Enterprise Edition gating is more aggressive than the README suggests. Features like SSO, RBAC, usage analytics, custom code execution (for PII scrubbing or query filtering), and whitelabeling all require commercial licensing. The open-source version gives you RAG and connectors, but production-critical capabilities for real organizations sit behind a paywall. If your compliance team requires SSO and audit logs—and whose doesn't—you're in a sales conversation, not evaluating open source. The code is available, but the governance features aren't.

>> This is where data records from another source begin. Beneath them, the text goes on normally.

PR #573, opened 2022-01-27
feat: add entities defaults from their schemas

GGabriele:
Today deck populates entities defaults defining them as part
of the Defaulter utility. This PR introduces the ability
to pull the schema of an entity from the Admin API and to
add its defaults from there.

What this PR doesn't do is change a thing on Defaulter.
A refactoring PR will follow.

This needs https://github.com/Kong/go-kong/pull/119

**before this change: deck keep showing diffs for unfilled defaults**
```
$ cat kong.yaml
services:
- name: svc1
  host: mockbin.org
  tags:
  - team-svc1
  routes:
  - name: r1
    https_redirect_status_code: 301
    paths:
    - /r1
upstreams:
- name: upstream1
  targets:
  - target: 198.51.100.11:80
```

```
$ deck sync
updating upstream upstream1  {
-  "algorithm": "round-robin",
   "hash_fallback": "none",
   "hash_on": "none",
   "hash_on_cookie_path": "/",
   "healthchecks": {
     "active": {
       "concurrency": 10,
       "healthy": {
         "http_statuses": [
           200,
           302
         ],
         "interval": 0,
         "successes": 0
       },
       "http_path": "/",
-      "https_verify_certificate": true,
       "timeout": 1,
       "type": "http",
       "unhealthy": {
         "http_failures": 0,
         "http_statuses": [
           429,
           404,
           500,
           501,
           502,
           503,
           504,
           505
         ],
         "interval": 0,
         "tcp_failures": 0,
         "timeouts": 0
       }
     },
     "passive": {
       "healthy": {
         "http_statuses": [
           200,
           201,
           202,
           203,
           204,
           205,
           206,
           207,
           208,
           226,
           300,
           301,
           302,
           303,
           304,
           305,
           306,
           307,
           308
         ],
         "successes": 0
       },
-      "type": "http",
       "unhealthy": {
         "http_failures": 0,
         "http_statuses": [
           429,
           500,
           503
         ],
         "tcp_failures": 0,
         "timeouts": 0
       }
     },
-    "threshold": 0
   },
   "id": "0898618e-df83-4289-b112-0490d74051a6",
   "name": "upstream1",
   "slots": 10000
 }

updating service svc1  {
   "connect_timeout": 60000,
   "host": "mockbin.org",
   "id": "5b2f5b96-dc80-4b0f-9efa-10f3789b2a72",
   "name": "svc1",
   "port": 80,
   "protocol": "http",
   "read_timeout": 60000,
-  "retries": 5,
   "tags": [
     "team-svc1"
   ],
   "write_timeout": 60000
 }

updating route r1  {
   "https_redirect_status_code": 301,
   "id": "acbb5161-be3d-4f78-9cf1-855c71fd01c2",
   "name": "r1",
-  "path_handling": "v0",
   "paths": [
     "/r1"
   ],
   "preserve_host": false,
   "protocols": [
     "http",
     "https"
   ],
   "regex_priority": 0,
-  "request_buffering": true,
-  "response_buffering": true,
   "service": {
     "id": "5b2f5b96-dc80-4b0f-9efa-10f3789b2a72"
   },
   "strip_path": false
 }

Summary:
  Created: 0
  Updated: 3
  Deleted: 0
```

**after this change: all defaults are added**

```
$ deck sync
Summary:
  Created: 0
  Updated: 0
  Deleted: 0
```


go.mod
```diff
@@ -13,7 +13,7 @@ require (
 	github.com/hashicorp/go-memdb v1.3.2
 	github.com/hexops/gotextdiff v1.0.3
 	github.com/imdario/mergo v0.3.12
-	github.com/kong/go-kong v0.25.2-0.20220123181121-e965de22d701
+	github.com/kong/go-kong v0.25.2-0.20220126173454-9aab6cf4ade8
```
hbagdi, line 16: Blocker for this PR.
Let's get the upstream dependent PR merged. And then do a release of go-kong and then bump it up here.
These commit hash-based dependencies are a bit scary since they can point to a stale commit.

file/builder.go
```diff
@@ -551,6 +551,9 @@ func (b *stateBuilder) services() {
 }
 
 func (b *stateBuilder) ingestService(s *FService) error {
+	if err := b.addEntityDefaults("services", &s.Service); err != nil {
+		return fmt.Errorf("add defaults to service '%v': %v", *s.Name, err)
+	}
```
hbagdi, line 556: See line below:
> b.defaulter.MustSet(&s.Service)

Can we please keep the defaulting logic in the defaulter?
Take "Defaulter" as an input to StateBuilder if that is required.

go.mod
GGabriele: indeed

file/builder.go
```diff
@@ -56,9 +56,11 @@ func (b *stateBuilder) build() (*utils.KongRawState, *utils.KonnectRawState, err
...
 		kongDefaults = b.targetContent.Info.Defaults
 	}
-	b.defaulter, err = defaulter(kongDefaults)
-	if err != nil {
-		return nil, nil, fmt.Errorf("creating defaulter: %w", err)
+	if !isKongDefaultEmpty(kongDefaults) || b.defaulter == nil {
+		b.defaulter, err = defaulter(kongDefaults)
+		if err != nil {
+			return nil, nil, fmt.Errorf("creating defaulter: %w", err)
+		}
```
hbagdi, line 63: The KongDefaults thing hasn't been around for long enough and most users won't fill it in.
We should have a precedence order here:
- Take an entity, populate fields take first priority
- Fill defaults as present in KongDefaults
- Fill defaults via the API

utils/defaulter.go
```diff
@@ -126,3 +131,69 @@ func (d *Defaulter) MustSet(arg interface{}) {
...
+	if err := d.addEntityDefaults("targets", &target); err != nil {
+		return nil, fmt.Errorf("get defaults for targets: %v", err)
+	}
+	if err := d.Register(&target); err != nil {
+		return nil, fmt.Errorf("registering target with defaulter: %w", err)
+	}
+	return d, nil
+}
+
+func GetDefaulter(ctx context.Context, client *kong.Client) (*Defaulter, error) {
```
hbagdi, line 194: Same function signature for two exported functions (this and WithClient), remove one.

hbagdi (commented):
This is looking much better.
With the change, I'm requesting here (prioritized defaults), this can get a bit more complex but the complexity should be hidden in the "Deafulter".

file/builder.go
GGabriele: A couple of comments after my last commit:
- this change makes the hardcoded defaults in `deck` obsolete, so I'm removing them here
- which means I had to rework a bit the tests too. I moved the "old" default objects inside the test files in order to minimize the changes on tests, since we are already changing a lot of code. This should keep confidence of changes higher

let me know what you think!

utils/defaulter.go
GGabriele: ops, fixed

hbagdi:
@rainest This is a high-risk change. Could you please review and test this change?

rainest:
Loading the branch into the ingress controller and running integration tests surfaced one issue--possibly more, but they're not obvious (the same tests fail repeatedly, but there's no schema violation shown). Some entities are effectively several different entities under a trench coat, and those sub-entities can swap out different parts of the parent schema as they choose. Routes [use and require a different default for `strip_path`](https://github.com/Kong/kong/blob/d9d20b917b225869b146daaa9e68a64c57e82fbe/kong/db/schema/entities/routes_subschemas.lua#L50), so this breaks gRPC route creation unless you explicitly set it. By adding

```
      protocols:  
      - grpc
      - grpcs
```
to the example route in the OP, you get

```
16:29:10-0800 esenin $ /tmp/bdeck sync -s /tmp/kong.yaml
updating route r1  {
   "https_redirect_status_code": 301,
   "id": "790e50d2-e19f-438b-ac16-470107183658",
   "name": "r1",
   "path_handling": "v0",
   "paths": [
     "/r1"
   ],
   "preserve_host": false,
   "protocols": [
-    "http",
+    "grpc",
-    "https"
+    "grpcs"
   ],
   "regex_priority": 0,
   "request_buffering": true,
   "response_buffering": true,
   "service": {
     "id": "dd530429-739a-471f-80fc-6a90f1074893"
   },
   "strip_path": true
 }

Summary:
  Created: 0
  Updated: 0
  Deleted: 0
Error: 1 errors occurred:
	while processing event: {Update} route r1 failed: HTTP status 400 (message: "schema violation (strip_path: cannot set 'strip_path' when 'protocols' is 'grpc' or 'grpcs')")
```
It doesn't look like anything other than routes exhibits that problem (at least as far as file naming--nothing else has a `_subschemas.lua`.

Checking further on the other things that failed (mostly UDP routes).

go.mod
GGabriele: I created a new go-kong release and updated the dependence here

rainest:
Other KIC failures are poorly-configured timeouts on our end and can be ignored.

For actual deck usage the only thing that comes to mind is the [existing defaults system](https://docs.konghq.com/deck/1.10.x/guides/defaults/), and this is apparently overriding that. After syncing [test1.yaml.txt](https://github.com/Kong/deck/files/7982540/test1.yaml.txt) with current main, syncing again with this branch overwrites the value from the manifest default:

```
15:13:21-0800 esenin $ /tmp/adeck sync -s /tmp/poing.yaml
creating service example_service
creating route mockpath
Summary:
  Created: 2
  Updated: 0
  Deleted: 0
15:13:24-0800 esenin $ /tmp/bdeck sync -s /tmp/poing.yaml 
updating route mockpath  {
   "https_redirect_status_code": 426,
   "id": "aad4b34e-bd8b-451c-be44-2e78d8559e66",
   "name": "mockpath",
   "path_handling": "v0",
   "paths": [
     "/mock"
   ],
   "preserve_host": false,
   "protocols": [
     "http",
     "https"
   ],
   "regex_priority": 0,
   "request_buffering": true,
   "response_buffering": true,
   "service": {
     "id": "bdaca057-5da5-4f36-b7cb-9e8f809a904e"
   },
-  "strip_path": false
+  "strip_path": true
 }

Summary:
  Created: 0
  Updated: 1
  Deleted: 0
```

That seems unwanted, since the defaults in the manifest are user-specified, and should take precedence as such.

Other than that and base functionality (which seems fine), are there any other feature interactions we'd want to review?

Tangentially, why the heck does syncing [test2.yaml.txt](https://github.com/Kong/deck/files/7982544/test2.yaml.txt) just delete everything with the defaults in place? If you remove that block, it syncs the resources normally (excluding the invalid route). This happens on current main also, it's not something this branch broke.

GGabriele:
> Tangentially, why the heck does syncing test2.yaml.txt just delete everything with the defaults in place? If you remove that block, it syncs the resources normally (excluding the invalid route). This happens on current main also, it's not something this branch broke.

Apparently `deck` is not happy about some leading spaces in the first couple of lines. Removing them will make `sync` work as expected

rainest:
Works for me with the change, and importing the modified into KIC didn't trigger any test failures, so https://github.com/Kong/go-kong/pull/126

GGabriele:
@hbagdi @rainest I made few changes to make sure to achieve the following order of precedence:

1. values set in the state file
2. values set in the `{_info: defaults:}` object in the state file
3. schema defaults coming from Admin API (excluded Konnect)
4. hardcoded defaults under utils/constants.go (Konnect-only)

Let me know what you think!

rainest:
We'd very much like to avoid having all users set `strip_path` manually for gRPC routes. In the KIC context that's a "you just have to know to set it" gotcha, else your sync breaks. We could add a webhook case for it, but that's still a bit annoying since you'll still get a rejection that you need to fix.

It looks like we can work around the non-standard schema behavior by having a conditional in the middle of [ingestRoute()](https://github.com/Kong/deck/blob/v1.10.0/file/builder.go#L757-L759): after running `MustSet()`, if `r.Route.Protocols` contains `grpc` or `grpcs`, set `r.Route.StripPath = false`. Any reason not to do that to handle the special case?

Prior to setting the defaults, we should have the same condition check if there's a user-set `strip_path: true` that we can't honor and error out. Seems a bit silly as there's only one possible value, but it seems better to alert users that their requested state is impossible rather than silently correct their mistake.

GGabriele:
> handle case of strip_path and grpc protocols

@rainest can you please check the last commit? I added a patch to handle the case you mentioned.

rainest:
With the latest changes, automated KIC tests pass without modification, so we're good from my perspective: https://github.com/Kong/kubernetes-ingress-controller/runs/5102116046?check_suite_focus=true

file/builder.go
```diff
@@ -51,15 +53,11 @@ func (b *stateBuilder) build() (*utils.KongRawState, *utils.KonnectRawState, err
 		return nil, nil, err
 	}
 
-	// defaulter
-	var kongDefaults KongDefaults
-	if b.targetContent.Info != nil {
-		kongDefaults = b.targetContent.Info.Defaults
-	}
-	b.defaulter, err = defaulter(kongDefaults)
+	defaulter, err := defaulter(b.ctx, b.client, b.targetContent, b.isKonnect)
```
hbagdi, line 56: Not in scope but we really need to pas the defaulter as an input to rather than constructing it here.

file/builder.go
```diff
@@ -27,6 +27,8 @@ type stateBuilder struct {
 
 	schemasCache map[string]map[string]interface{}
 
+	isKonnect bool
```
hbagdi, line 30: rename to disableDynamicDefaults

utils/defaulter.go
```diff
@@ -1,39 +1,68 @@
...
+		target:   &kong.Target{},
+	}
 }
 
 // GetKongDefaulter returns a defaulter which can set default values
 // for Kong entities.
-func GetKongDefaulter() (*Defaulter, error) {
-	var d Defaulter
-	err := d.Register(&serviceDefaults)
+func GetKongDefaulter(kongDefaults interface{}, isKonnect bool) (*Defaulter, error) {
```
hbagdi, line 38: Take input DefaulterOpts with these two.

Rename isKonnect to disableDynamicDefaults

utils/defaulter.go
```diff
@@ -126,3 +155,143 @@ func (d *Defaulter) MustSet(arg interface{}) {
...
+
+// GetDefaulter returns a Defaulter object to be used to set defaults
+// on Kong entities. The order of precedence is as follow, from higher to lower:
+//
+// 1. values set in the state file
+// 2. values set in the {_info: defaults:} object in the state file
+// 3. schema defaults coming from Admin API (excluded Konnect)
+// 4. hardcoded defaults under utils/constants.go (Konnect-only)
+func GetDefaulter(
+	ctx context.Context, client *kong.Client, kongDefaults interface{}, isKonnect bool,
```
hbagdi, line 225: Take in all args as options, except ctx.

utils/defaulter.go
```diff
@@ -126,3 +155,143 @@ func (d *Defaulter) MustSet(arg interface{}) {
...
+) (*Defaulter, error) {
+	if client != nil && !isKonnect {
+		return getKongDefaulterWithClient(ctx, client, kongDefaults)
+	}
+	return GetKongDefaulter(kongDefaults, isKonnect)
```
hbagdi, line 230: Can we only export a single method - either this or the parent one? KISS - keep it simple silly.

tests/integration/sync_test.go
```diff
@@ -52,7 +52,7 @@ func testKongState(
 		t.Errorf(err.Error())
 	}
 	opt := []cmp.Option{
-		cmpopts.IgnoreFields(kong.Service{}, "ID", "CreatedAt", "UpdatedAt"),
+		cmpopts.IgnoreFields(kong.Service{}, "ID", "CreatedAt", "UpdatedAt", "Enabled"),
```
hbagdi, line 55: code smell: we will have new properties being defined all the time. Our tests should handle these.

file/builder.go
GGabriele: The only reason I did it so is to avoid duplicating the same exact lines for Kong and Konnect

tests/integration/sync_test.go
GGabriele: yeah, I will take care of this in the other "test" PR along with other test-related changes.

utils/defaulter.go
GGabriele: done

utils/defaulter.go
GGabriele: done

utils/defaulter.go
GGabriele: done

file/builder.go
```diff
@@ -748,6 +746,32 @@ func (b *stateBuilder) plugins() {
...
+	if grpcProtocols {
+		if initialStripPath != nil {
+			if *initialStripPath {
+				return nil, fmt.Errorf("schema violation (strip_path: cannot set " +
+					"'strip_path' when 'protocols' is 'grpc' or 'grpcs')")
+			}
+			return initialStripPath, nil
+		}
+		return kong.Bool(false), nil
+	}
```
hbagdi, line 771: Question: If strip path can't be set when protocol is grpc, why return false on the two returns above?

GGabriele: `strip_path` is a required field, so when protocol is grpc it needs to be set to `false` (`true` being the schema default)

hbagdi:
```go
	for _, p := range route.Protocols {
		if *p == "grpc" || *p == "grpcs" {
			if stripPath != nil { return nil, fmt.Errorf("strip path not allowed")
      return kong.Bool(false), nil
		}
	}
```
Is that not sufficient?

GGabriele: Not directly...I just reworked/cleaned a bit the code to have something like you are suggesting (https://github.com/Kong/deck/pull/573/commits/67d1dcc9485e7754195449dff24f1a663ae4f4eb)

rainest (approved):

Budget accordingly, or be prepared to build access control yourself.
Verdict
Use if: You're an organization that needs ChatGPT-grade AI chat over proprietary data with data sovereignty requirements, you have the infrastructure expertise to run multi-container deployments with vector databases and message queues, or you specifically need hybrid search capabilities for research-heavy workloads where pure vector similarity fails. Onyx shines when you need 10+ data source connectors, agentic capabilities with external tool execution, and the flexibility to swap LLM providers without vendor lock-in. Skip if: You want simple LLM chat without document retrieval (Open-WebUI is half the complexity), you're a solo developer or small team without ops resources to manage six+ services, you need enterprise features like SSO/RBAC but can't justify commercial licensing (just use ChatGPT Enterprise), or you're building a custom AI application from code (LangChain gives you more control). Onyx targets the middle ground: teams with proprietary data, infrastructure capacity, and requirements that commercial platforms can't meet.